Dammit, my stylist JUST last night was telling me that I should consider a keratin treatment (only $175!!) for my frizzy-but-undamaged hair, and I was thinking about it because I had heard that it was in a "third" incarnation. (1st had formaldehyde, 2nd didn't but sucked, 3rd didn't and was supposed to be good.)

Mmmm yeah no thanks. But thanks to you for this article convincing me otherwise.

Anonymous said...

Baking soda and vinegar totally de-frizzes my hair, leaving it lustrous, shiny, and fully of body.

I wouldn't say that I jump out of bed and call it "good," but I do accept my appearance overall and don't endanger my health, the health of those who are paid to apply or manufacture these beauty products, or the planet trying to change my appearance.

I still marvel that people come here looking for tips about "living green." Like the Brazilian Blowout, you've got a lot of people fooled, but it's clear that you're here making a buck, not actually making change.

Crunchy Chicken said...

Anonymous - I find your comments absolutely laughable. I don't make money off this blog - any money I may have made in advertisements for GladRags or through Amazon Associates gets used for giveaways. In fact, I spend more money out-of-pocket on giving things away than I make on it.

In any case, there's a reason why the environmental movement has a hard time gaining any traction with the general public. It's the holier than thou, I'm better than you attitude that turns people off. If you think that that affects change, you need to wake up and smell your own BS.

Anonymous said...

The reason the environmental movement has a tough time gaining any traction is because too few people are willing to step out of their comfort zone, to leave behind Madison Avenue's standards of beauty, or make real changes in the standard of living. And bloggers who make excuses for why change it too hard or leaves her hair too frizzy are lousy examples. Change can be hard, but what people need isn't excuses, but encouragement and examples, not just the same ol' same ol' repackaged in some eco-friendly recycled wrapper. *That's* BS.

All Adither said...

Thanks for posting this. I had never seriously considered the blow out because of the cost, but I'd fantasized about it. Now I won't.

LS said...

I just want to point out, I used the Japanese version which contains high levels of chemicals and formeldehyde for about 5 years (I have extremely frizzy wiry hair).

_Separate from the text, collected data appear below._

Issue #5014, opened 2021-11-19
UI - Add group creation to the LDAP editor


mreynolds389:
The LDAP editor is lacking an option to create "groups"

mreynolds389:
f974ec393..18a127491  389-ds-base-2.0 -> 389-ds-base-2.0
a55c381f2..151ac7efb  389-ds-base-1.4.4 -> 389-ds-base-1.4.4

PR #5015, opened 2021-11-19
Issue 5014 - UI - Add group creation to LDAP editor

mreynolds389:
Description:  

Added group creation to LDAP editor via the "New ..." menu option.

Did some Form cleanup with autoComplete="off"

relates: https://github.com/389ds/389-ds-base/issues/5014


droideck (approved):
LGTM!

The only thing - it's not possible to Edit or Rename entries. But it's true for users too, so I assume that it's a 'TODO' feature. If so - you have my ack!

image

mreynolds389:
Yeah editing and renaming will come later.  Basically I'm trying to get all the "Add entry" functions working.  Then Edit for each type of entry, and finally modrdn.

It's amazing because the effects are permanent and there is literally no maintenance needed. I will say that I was also told the products were safe and good for your hair. I do worry that there was overexposure in the several years I used the stuff (also took about 8 hours at the salon). I highly recommend anyone who considers this to simply accept their hair. Mine has since grown out, only the ends are straight and guess what? As much as I love wearing it down, I have learned to just wear it up and be happy. I straighten it for special occasions with a blow dryer and light hot iron. Just accept what you have. and work with it:) If you can afford it, go to a salon or dry bar to have it done for 50 bucks or so.